Why great brands are stolen, not created — and how to find your visual direction w/ Zach Stevens
This is Love at First Try — a podcast for SaaS founders and developers who care about design but aren't designers themselves.
Zach Stevens is one of the co-founders of Conversion Factory, a marketing agency that works with growth-stage software companies. He runs their design team and has spent years helping SaaS brands go from scrappy to polished — without losing what makes them unique.
I wanted to talk to Zach because he's a growth-focused designer. He doesn't just make things look good — he thinks about how design serves the business. And in this episode, we get into how to define your brand's vibe, why stealing from the right references matters, and how to make sure your design supports your marketing instead of fighting against it.
🧠 What you'll learn in this episode:
0:00 - Intro
0:25 - Who Zach is and what Conversion Factory does for SaaS companies
1:00 - Zach's origin story: from almost joining the Marines to meeting mentors who shaped Amazon's brand strategy
4:45 - The difference between a designer who just makes things pretty and one who solves business problems
7:15 - Aphantasia: why some people can't visualize ideas and what it means for design
11:50 - How Zach defines taste as a designer
13:58 - The Gap by Ira Glass: why your taste develops faster than your skills
17:27 - Why great brands are stolen, not created — and how Liquid Death proves it
21:20 - How AI changes the role of creative direction (you don't need to draw it yourself anymore)

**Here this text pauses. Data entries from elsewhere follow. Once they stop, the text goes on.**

PR #1044, opened 2021-02-01
Fix panic from `waypoint hostname delete` with no hostname specified

gulducat:
A lil order-of-operations issue resulted in an unsightly panic.

Before:

```
❯ waypoint hostname delete

panic: runtime error: index out of range [0] with length 0

goroutine 1 [running]:
... trace ...
```

After:

```
❯ ./waypoint hostname delete
! hostname required for deletion
```

### DIFF
--- a/internal/cli/hostname_delete.go
+++ b/internal/cli/hostname_delete.go
@@ -22,11 +22,11 @@ func (c *HostnameDeleteCommand) Run(args []string) int {
 		return 1
 	}
 
-	hostname := c.args[0]
 	if len(c.args) == 0 {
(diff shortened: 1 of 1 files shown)


briancain (approved):
thanks for the fix! It seems like heroku build packs are a bit broken at the moment, so that's why the integration tests are failing. Otherwise if you sign the CLA we'll be good to merge! :smile:

gulducat:
sure thing!  I did a force-push to update my author email for cla-assistant (which I'm partially responsible for operating, so really should have known to do that before making a PR 😋)

PR #1046, opened 2021-02-02
cli/exec: Fail back to old search if FindExecInstance unimplemented

briancain:
Prior to this commit, the CLI would attempt to use `FindExecInstance` on
the server when searching for deployments. If the cli made a request
against an old server version, it would fail with Unimplemented. It
would also not surface this error to the user and instead just exit.
This commit fixes that by setting the deployment ID and Sequence first,
and if the server responds Unimplmenented, it simply returns early
instead of setting the Instance ID. It also displays any errors from
searching deployments in the case that we get a different error other
than unimplemeneted or ResourceExhausted.

### DIFF
--- a/internal/cli/exec.go
+++ b/internal/cli/exec.go
@@ -102,27 +102,32 @@ func (c *ExecCommand) searchDeployments(
 		return nil, err
 	}
 
+	ec.DeploymentId = deployment.Id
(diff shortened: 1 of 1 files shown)


evanphx (approved):
Wonderful!

krantzinator (approved):
🎉

Issue #978, opened 2021-01-14
gitreftag returns an empty string 


miran248:
**Describe the bug**
`gitreftag` returns an empty string in both build and release steps.

**Steps to Reproduce**

```hcl
app "app-test" {
  build {
    use "pack" {
      builder            = "heroku/buildpacks:18"
      disable_entrypoint = true
    }

    registry {
      use "aws-ecr" {
        region     = "eu-west-1"
        repository = "app-test"
        tag        = substr(gitreftag(), 1, -1)
      }
    }
  }

  deploy {
    use "exec" {
      command = [ "echo", gitreftag() ]
    }
  }
}
```

**Expected behavior**
It should return the actual tag.

**Additional context**
`git log --pretty=oneline` returns `hash (HEAD -> branch, tag: v0.1.5, origin/branch) chore(release): 0.1.5` - `gitreftag()` should thus return `"v0.1.5"` instead of `""`. `substr` would then remove the `v` from the tag.

Both `gitrefhash` and `gitrefpretty` are working!

`macos 10.15.7`
`Waypoint v0.2.0 (360b2b3a)`

catsby:
I attempted to fix this in #1047, and while it works for me I wasn't able to figure out why the tests were passing to truly understand what the source of the bug is 🤔

PR #1047, opened 2021-02-02
Fix empty gitreftag response (#978)

catsby:
Fixes https://github.com/hashicorp/waypoint/issues/978

I was able to reproduce #978 with this config and a local git repo with 2 tags, one in the past and one on the current `HEAD` :

<details>

```hcl
project = "example-nodejs"

app "example-nodejs" {
  labels = {
    "service" = "example-nodejs"
    "env"     = "dev"
  }

  config {
    env = {
      TEST = "hiya"

      # REFTAG    = gitreftag()
      REFHASH   = gitrefhash()
      REFPRETTY = gitrefpretty()
    }
  }

  build {
    use "pack" {}
  }

  deploy {
    # use "docker" {}
    use "exec" {
      command = [ "echo", gitreftag() ]
      # command = [ "echo", gitrefhash() ]
    }
  }
  
}

```

</details>

The deploy output was always `echo ` (empty)

I dug in an found that `refTagFunc` was always hitting an `EOF` here (L157):

- https://github.com/hashicorp/waypoint/blob/298ec9289ea651bc80ca2c757bde7d325e1e70c7/internal/config/funcs/vcs_git.go#L148-L168

I dug in more and found a built-in iterator for tag references (https://github.com/go-git/go-git/blob/024d62b96ac19b40473f04931f9c12c8e24e0f7a/plumbing/object/tag.go#L339). Switching to that in this PR resolved the issue and started showing me the tag I was expecting. 

Unfortunately, I couldn't figure out why the tests pass on `main` with the time I had 🤔 

- https://github.com/hashicorp/waypoint/blob/c4d2a01aa5c13a2a0f8ab53e6420c6e50561df14/internal/config/funcs/vcs_git_test.go#L21

### DIFF
--- a/internal/config/funcs/vcs_git.go
+++ b/internal/config/funcs/vcs_git.go
@@ -153,12 +153,15 @@ func (s *VCSGit) refTagFunc(args []cty.Value, retType cty.Type) (cty.Value, erro
 	}
 
 	var tagRefStr string
-	_ = iter.ForEach(func(t *plumbing.Reference) error {
+	err = iter.ForEach(func(t *plumbing.Reference) error {
 		if t.Hash() == ref.Hash() {
 			tagRefStr = t.Name().Short()
 		}
 		return nil
 	})
+	if err != nil {
+		return cty.UnknownVal(cty.String), err
+	}
 
 	if tagRefStr != "" {
 		return cty.StringVal(tagRefStr), nil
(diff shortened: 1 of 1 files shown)


mitchellh (approved):
I'm pretty okay just merging this as-is. We have tests around this as you found that test the main happy cases so we at least know this didn't break anything obvious. I'd love to find a unit test that demonstrates your issue you had of course but I'd be fine just merging.

krantzinator (approved):
I added the label to put this on our current release branch as well 🙌🏻

briancain (approved):

PR #1049, opened 2021-02-02
cli/main: Add -version flag for CLI version

briancain:
This commit introduces a `-version` flag to `waypoint -version`. It also
overrides `-v` to print version instead of being verbose only in the
case where there is 1 arg.


krantzinator (approved):
🎸

mitchellh (approved):

briancain:
Force pushed just to fix my typo in the commit message :smile:

PR #1050, opened 2021-02-02
internal/{ceb,cli,core,runner}: Plumb (optionally dynamic) config via env to the exec plugin

evanphx:
This PR feeds configuration from the server to the exec plugin as a set of environment variables.

Unless configured as a flag in the runner, it does not provide any dynamic config variables because those require credentials to access, and it's not presumed that the runner is going to have the correct credentials.

Users that are using standalone runners and verify that their runner environment has the proper credentials can enable reading the dynamic config via the `-enable-dynamic-config` flag.

### DIFF
--- a/internal/cli/runner_agent.go
+++ b/internal/cli/runner_agent.go
@@ -15,6 +15,11 @@ import (
 
 type RunnerAgentCommand struct {
 	*baseCommand
+
+	// Indicates if exec plugins run by this runner should read dynamic
+	// config. This requires the runner to have credentials to the dynamic
+	// config sources.
+	flagDynConfig bool
 }
 
 func (c *RunnerAgentCommand) Run(args []string) int {
@@ -86,6 +91,7 @@ func (c *RunnerAgentCommand) Run(args []string) int {
 	runner, err := runnerpkg.New(
 		runnerpkg.WithClient(client),
 		runnerpkg.WithLogger(log.Named("runner")),
+		runnerpkg.WithDynamicConfig(c.flagDynConfig),
 	)
 	if err != nil {
 		c.ui.Output(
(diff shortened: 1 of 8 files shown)


internal/cli/runner_agent.go
```diff
@@ -129,7 +135,14 @@ func (c *RunnerAgentCommand) Run(args []string) int {
 }
 
 func (c *RunnerAgentCommand) Flags() *flag.Sets {
-	return c.flagSet(0, nil)
+	return c.flagSet(flagSetOperation, func(set *flag.Sets) {
+		f := set.NewSet("Command Options")
+		f.BoolVar(&flag.BoolVar{
+			Name:   "enable-dynamic-config",
```
briancain, line 141: Maybe without `enable`?

```suggestion
			Name:   "dynamic-config",
```

briancain (approved):
Looks good! :+1: just some minor nitpicks from me :smile:

internal/cli/runner_agent.go
```diff
@@ -129,7 +135,14 @@ func (c *RunnerAgentCommand) Run(args []string) int {
...
+			Target: &c.flagDynConfig,
```
briancain, line 142: Oops, didn't hit save on this comment when I hit submit on my review....

Should we be explicit and default to false here, or is unset and nil essentially false?

evanphx: Unset is false by default here, yeah.

internal/cli/runner_agent.go
evanphx: So I considered that but I prefer to have verbs in my bool flags because it helps folks understand what the value-less expression (the most common one for a bool flag) is.

briancain: Ah, makes sense! Thanks for explanation :)

krantzinator (approved):

mitchellh (approved):
Looks good to me. I definitely think this is not the right long term solution, it feels pretty weird. I'm honestly not sure if specifying a special flag or just saying "dynamic config is unsupported" is better.

Long term as we discussed, I think we need to get the target environment (i.e. the Lambda plugin spins up an ECS container) running the entrypoint and attempting to load the dynamic config there, rather than in the virtual CEB.

evanphx:
This PR got included into the #1052 mistakenly, so I'm closing it here.

PR #1052, opened 2021-02-03
Add support for AWS Lambda

evanphx:
This rounds out a couple of things core needed finish off the exec plugin work (the rest was in #1050), but mostly adds support for AWS Lambda.

At present, Lambda is setup to be able to deployed easily as an ALB TargetGroup, making it easy to use Lambdas as web targets.

This uses the new Exec Plugin support to spin up an ECS cluster that is used for the execution of the exec session, since there is no way to use Lambda itself for that functionality (at least not safely).


builtin/aws/lambda/platform.go
```diff
@@ -0,0 +1,706 @@
...
+	lamSvc := lambda.New(sess)
+	curFunc, err := lamSvc.GetFunction(&lambda.GetFunctionInput{
+		FunctionName: aws.String(src.App),
+	})
+
+	var funcarn string
+
+	// If the function exists, we update it's code rather than create a new one.
+	// Will then publish this new code to create a stable identifier for it.
+	if err == nil {
```
krantzinator, line 225: Should we specifically check for a type of `ResourceNotFoundException` on this err, and return the `err` if it's of another type?

builtin/aws/lambda/platform.go
```diff
@@ -0,0 +1,706 @@
...
+
+	// Now generate a new TargetGroup so the Lambda can be attached to an ALB easily.
+
+	svc := elbv2.New(sess)
+
+	serviceName := fmt.Sprintf("%s-%s", src.App, id)
+
+	// We have to clamp at a length of 32 because the Name field to CreateTargetGroup
+	// requires that the name is 32 characters or less.
+	if len(serviceName) > 32 {
```
krantzinator, line 354: 🎉 😄

builtin/aws/lambda/platform.go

23:40 - When beautiful design hurts conversions: the Adeline website breakdown
30:06 - The fine line between design that serves marketing and design that's just art
34:35 - How to add humanity to SaaS websites without looking like a stock photo catalog
38:43 - Why the emotion you want to convey matters more than how technical your audience is
43:12 - The branding spectrum exercise: masculine vs feminine, luxury vs affordable, subtle vs expressive
47:09 - Brands on fire vs brands on ice: how to stay creative without losing consistency
50:43 - Why typography alone can completely shift your brand's vibe
53:53 - The Mentor Cruise rebrand: from utilitarian to premium using vintage Porsche ads as inspiration
1:00:04 - How much should founder taste influence brand direction?
1:04:04 - Zach's favorite products right now: Cora, Mile IQ, and ChatGPT for thinking out loud
💡 Actionable takeaways from Zach
Steal these quick wins:
Define the feeling before the visuals. Before picking colors or fonts, ask: "How do I want people to feel when they interact with my brand?" Everything else follows from that answer.
Use the branding spectrum exercise. Map where your brand sits on spectrums like masculine vs feminine, luxury vs affordable, subtle vs expressive. It helps you spot mismatches before you start designing.
Steal from what makes you feel the way you want others to feel. Zach's team pulled from vintage Porsche ads for Mentor Cruise because Dominic wanted that timeless, premium vibe. Find your reference points outside your industry.
Design should serve marketing, not lead it. If your website looks amazing but the message gets buried, you've prioritized aesthetics over conversions. Copy first, then design around it.
Add humanity carefully. Photos of people can make your SaaS feel more relatable — but only if the vibe matches. A playful brand like PostHog uses pixel art hedgehogs instead of faces. Match the emotion, not the tactic.
Typography sets the tone. The same sentence in a geometric sans-serif feels modern and clean. In a serif with thick-to-thin contrast, it feels wise and nostalgic. Pick fonts that match your intended feeling.
Stay between fire and ice. "Brands on fire" are chaotic — nothing matches. "Brands on ice" are boring and rigid. The best brands have consistency with room for spontaneity depending on context.